● **What to produce**
Scan the records for the string "parameters" and state how many lines contain it, using the number alone.

● **Given information**
PR #1298, opened 2025-03-25
content: V1.1 RC2

lehors:
Add SLSA v1.1 Release Candidate 2 (RC2).
Rename SLSA v1.1 to v1.1 RC1 (the way it should have been in the first place!) and label it as retired.
Redirect v1.1 to v1.1-rc2.
Update current activities.

Note to reviewers: Besides checking the preview, you might want to checkout this PR and do a diff between docs/spec/v1.1-rc1 and docs/spec/v1.1-rc2 to see what has changed between the 2. RC2 shouldn't include any of the future stuff (i.e., source track, build-env). Otherwise, looking at the files changed on GitHub will show all the RC2 as new and be of little value for review.

PR #1315, opened 2025-03-28
content: draft: build L3 requires complete external parameters, not provenance

arewm:
It was raised in the review of 1.1-RC2 that build L3 does not require provenance to be complete. Instead, it only requires the external parameters to be complete. With this requirement, it is still sufficient to mitigate an attack by SSH on the artifact as the verifier would be able to ensure that the external parameters meet expectations.

ref: https://github.com/slsa-framework/slsa/pull/1298#discussion_r2018863889

Signed-off-by: arewm <arewm@users.noreply.github.com>


lehors (approved):
LGTM. Nice catch!

TomHennen (approved):

TomHennen:
Thanks Andrew!

adityasaky (approved):

PR #1318, opened 2025-04-04
fix: Fix link to current activities

skade:
The "current activities" link in the "project status" part of the main page goes to the wrong target. Make it go to the right one.


lehors (approved):
Thanks!

PR #1319, opened 2025-04-07
fix: 1.1-rc2: address minor typo

zachariahcox:
addressing minor spelling errors.


TomHennen:
Per https://github.com/slsa-framework/slsa/blob/main/CONTRIBUTING.md I think this is considered a 'fix' which has reduced review requirements (1) and waiting period (0).

TomHennen (approved):

PR #1320, opened 2025-04-07
fix: 1.1 rc2 run grammar check and fix typos. 

zachariahcox:
This PR should introduce no change to the meaning of any sentence.


arewm (approved):
Awesome, thanks! It looks like we need a grammar linter. :)

lehors (approved):
Thanks for the careful nit picking! This should clearly be labelled as a fix rather than a content change though.

zachariahcox:
> This should clearly be labelled as a fix rather than a content change though.
Aha! I didn't know about that prefix. Thanks!

Issue #1134, opened 2024-09-19
How to handle submodules in the source track?


TomHennen:
Should we address submodules and other 'indirection' elsewhere in the spec or is it better to keep it aligned with the attestations themselves?

_Originally posted by @TomHennen in https://github.com/slsa-framework/slsa/pull/1094#discussion_r1672743142_

zachariahcox:
Some thoughts on this topic. 

Submodules are just files. In that sense, nothing special is needed. 

However, if you direct a tool to act on the content of those files (EG: `git clone --recurse-submodules`), you will end up with other repos in your repo. 
In this sense, submodule objects are similar to dependency lock files. 

Not all submodules are required (it might not be necessary to clone every submodule) and there are other ways to get the nested repo pattern needed by a project (EG: just clone them directly from a `makefile`).

TomHennen:
I'd agree, so long as we require that the builder include each submodule repo as a separate 'resolvedDependency' so that it's easy for package verifiers to know that all these other repos were used.

Would that be reasonable?

TomHennen:
Where should we document this?  A 'faq' section?

TomHennen:
This should be fixed by #1324

PR #1324, opened 2025-04-18
editorial: Describe a potential use case of source `dependencyLevels`

arewm:
The current wording of the `dependencyLevels` VSA property for the source track just states that dependencies are not common. While this may be true, git submodules are not too uncommon, so we should call these out specifically as an example.

### DIFF
--- a/docs/spec/draft/source-requirements.md
+++ b/docs/spec/draft/source-requirements.md
@@ -415,7 +415,7 @@ SCSs that do not use cryptographic digests MUST define a canonical type that is 
 E.g. `git+https://github.com/foo/hello-world`.
 5.  `verifiedLevels` MUST include the SLSA source track level the SCS asserts the revision meets. One of `SLSA_SOURCE_LEVEL_0`, `SLSA_SOURCE_LEVEL_1`, `SLSA_SOURCE_LEVEL_2`, `SLSA_SOURCE_LEVEL_3`.
 MAY include additional properties as asserted by the SCS.  The SCS MUST include _only_ the highest SLSA source level met by the revision.
-6.  `dependencyLevels` MAY be empty as source revisions are typically terminal nodes in a supply chain.
+6.  `dependencyLevels` MAY be empty as source revisions are typically terminal nodes in a supply chain. This COULD be used to indicate the source level of any git submodules present in the revision.
 
 The SCS MAY issue these attestations based on its understanding of the underlying system (e.g. based on design docs, security reviews, etc...),
 but at SLSA Source Level 3 MUST use tamper-proof [provenance attestations](#provenance-attestations) appropriate to their SCS when making the assessment.


docs/spec/draft/source-requirements.md
```diff
@@ -327,7 +327,7 @@ SCSs that do not use cryptographic digests MUST define a canonical type that is
 E.g. `git+https://github.com/foo/hello-world`.
 5.  `verifiedLevels` MUST include the SLSA source track level the verifier asserts the revision meets. One of `SLSA_SOURCE_LEVEL_0`, `SLSA_SOURCE_LEVEL_1`, `SLSA_SOURCE_LEVEL_2`, `SLSA_SOURCE_LEVEL_3`.
 MAY include additional properties as asserted by the verifier.  The verifier MUST include _only_ the highest SLSA source level met by the revision.
-6.  `dependencyLevels` MAY be empty as source revisions are typically terminal nodes in a supply chain.
+6.  `dependencyLevels` MAY be empty as source revisions are typically terminal nodes in a supply chain. For example, this COULD be used to indicate the source level of any git submodules present in the revision.
```
TomHennen, line 330: This is an interesting idea.

Let's discuss what this would look like from an e2e perpsective.

For build track VSAs the way we'd implement is something like:

The build provenance lists 5 binary dependencies, they each had their own VSA.  When the verification of the build provenance happens the verifier would populate dependencyLevels based on those binaries existing in the build provenance & their VSAs.

When dealing with source, my expectation for build provenance is that it would list each source repo fetched (including submodules!) in `resolvedDependencies`.  AIUI it's the git client that fetches these submodules anyways.  Do we like that properly (it seems nice to me) or would we want to modify it?

If we do want to handle this in the source track (where source VSAs would cover their submodules) how would we verify it?  I'm thinking we'd want to update the source provenance to list those submodules.  Should we do that?  IDK!

TomHennen: Also, maybe it's possible it would make sense for other 'linking' strategies that might not be as obvious as the ones git employs.  E.g. in Git maybe we'd be happy to just have them expressed in the build provenance and leave it out of scope for the source VSA, but maybe there are other source control systems where that wouldn't be the case.

arewm: (maybe I should have created an issue first instead of jumping to a PR)
> AIUI it's the git client that fetches these submodules anyways. Do we like that properly (it seems nice to me) or would we want to modify it?

That is fair. It is possible to clone a repository without recursion. It may therefore be possible to configure a build that doesn't perform this recursion. Should the presence of git submodules in provenance's `resolvedDependencies` be called out for the build track?

That being said, if it still seems reasonable to include a source dependency relationship for submodules. Just like artifacts can indicate dependencies, it is possible to perform builds without all of those dependencies present. The set of source dependencies doesn't have the be a subset of the dependencies for producing artifacts.

Does this question revolve around what the dependency track reporting might shake out to be?

zachariahcox:
It seems to me that submodules are the same as a lock file. 
If the build track describes those as dependencies, then we should probably consider doing the same here too.

docs/spec/draft/source-requirements.md
zachariahcox, line 330: I guess my vote would be that we leave the spec content similar to [other provenance formats](https://github.com/slsa-framework/slsa/blob/8c24af63cc1bc878bf8d350db1da8bf76386d8f2/docs/spec/v1.1-rc2/verification_summary.md?plain=1#L97C3-L101C5) unless we have a reason to be different here. 

The lock file analogy seems solid. If you're using submodules to describe your dependency graph, it does make sense to talk about the levels. 
I don't have a lot of experience working with submodules in high security builds. All else equal, rather than submodules it seems better to explicitly describe the repos you need and scope down the read token permissions only to those repos at the required revisions.

TomHennen: Sorry for taking so long to get back on this.  Let's leave it in.  Making one minor suggestion to remove 'For example' since the example is actually counter to text (e.g. it won't be empty in the example).

```suggestion
6.  `dependencyLevels` MAY be empty as source revisions are typically terminal nodes in a supply chain. This COULD be used to indicate the source level of any git submodules present in the revision.
```

TomHennen (approved):
FWIW I've come around on this.  Seems fine to include.  Just a minor change requested (but we should probably resolve other questions too).

zachariahcox (approved):

adityasaky (approved):
Looks good to me, but with @TomHennen's proposal to drop "for example".

TomHennen:
FYI I think this fixes #1134 

Just need to drop 'for example' and then rebase?

docs/spec/draft/source-requirements.md
arewm: I just pushed this change.

arewm:
The requested changes have been made. I think this PR is ready to be merged?

TomHennen (approved):

TomHennen:
The linter errors are fixed in main and are unrelated to this content.

TomHennen:
We have all the approvers needed and this PR has had the required amount of time for content.

PR #1325, opened 2025-04-18
content: SLSA v1.1 publication

lehors:
This PR publishes v1.1 RC2 as v1.1, the new 'Approved specification'. It marks v1.0 as 'Retired' and includes an update of the current activities.
This also hides v1.1 RC1 and RC2 without removing them (they can still be accessed directly, but don't appear in the navigation bar).


arewm (approved):
🚀

TomHennen (approved):
Woo!

adityasaky (approved):

PR #559, opened 2019-03-26
Fix for undefined opener

yevhene:
You can often meet in tests `window.opener === undefined`. But currently it is checked only for `window.opener !== null` and my tests is failing.


josteink:
Looks fair enough to me.

@KartikTalwar: Any objections?

josteink:
With no objections registered, I'm just going to merge this.

Thanks for the patch, and sorry for the delay. Feel free to send more patches in the future!

josteink:
Now available in 0.9.2.

PR #567, opened 2019-04-24
Scheduling

bagbee:
Added support for send scheduled message event

### DIFF
--- a/README.md
+++ b/README.md
@@ -210,8 +210,8 @@ gmail.observe.on("load", function(){
   - **`move_label`** - When a conversation(s) is moved to a label folder
   - **`save_draft`** - When a draft is saved
   - **`discard_draft`** - When a draft is dicarded
-  - **`send_message`** - When a message is sent
-  - **`send_scheduled_message`** - When a scheduled message is sent
+  - **`send_message`** - When a message is sent (except scheduled messages)
+  - **`send_scheduled_message`** - When a message is scheduled for sending (but not actually sent)
   - **`expand_categories`** - When a category is expanded from the left nav sidebar
   - **`restore_message_in_thread`** - When a deleted message is restored inside a thread
   - **`delete_label`** - When a label is deleted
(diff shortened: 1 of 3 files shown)


josteink:
Hey there and thanks for another PR.

I haven't *tested* the code in question, but apart from that everything else looks clean.

One question though: What's the correlation between `send_message` and `send_scheduled_message`? If I send a scheduled message which event(s) should I expect, and in what order?

Due to the nature of the code in question, I can't tell without experimenting, so this really needs to be spelled out somewhere. It would IMO be beneficial to add to the documentation.

Could you add a little extra to cover that topic?

bagbee:
Hey

There is no connection between these events.

`send_message` will work only for usual sending.
`send_scheduled_message` will work only for scheduled sending.

I decided to separate these two events, since the scheduling is not the actual sending.

Please let me know what do you think about it.

josteink:
Do you know if you schedule something 5 minutes from now... And keep the window open.

Will `send_message` fire 5 minutes later, or is that done completely in the dark?

bagbee:
when you scheduled a message the compose window automatically closes and the message goes into the scheduled label, without the possibility of editing (this is not a draft), user can only cancel sending

[video with scheduling flow](https://github.com/KartikTalwar/gmail.js/files/3114080/screencast-mail.google.com-2019.04.24-23-41-48.webm.zip)

josteink:
Looks legit. Thanks for putting in the effort in demonstrating it.

Looking at it that way, I would probably like to phrase it somewhat differently in the documentation:

- **`send_message`** - When a message is sent (except scheduled messages)
- **`send_scheduled_message`** - When a message is scheduled for sending (but not actually sent)

Unless I misunderstood how things work, I think that might be more descriptive and understandable for people reading the documentation and wanting to know what these events represents.

Could you touch those bits up too?

bagbee:
Done

josteink:
Great stuff. Thanks for the PR. 

Consider it merged!

bagbee:
@josteink hi,

just found out that there are no PR changes in npm repository
https://registry.npmjs.org/gmail-js/-/gmail-js-0.9.5.tgz

can you clarify it?

thanks

josteink:
That seems to be correct.

We need to bump the version and update the changelog, and then we can publish a new version with the changes from your PR. 

Sorry about the delay.

josteink:
0.9.6 is out now. Thanks for your PRs!

PR #577, opened 2019-07-08
Attachment URLs not working for non-primary gmail accounts

ek23:
The attachment URL only works for the user's primary email address.  The user string /u/# must be inserted for non-primary email accounts

Both URLs work fine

● **Task output**
2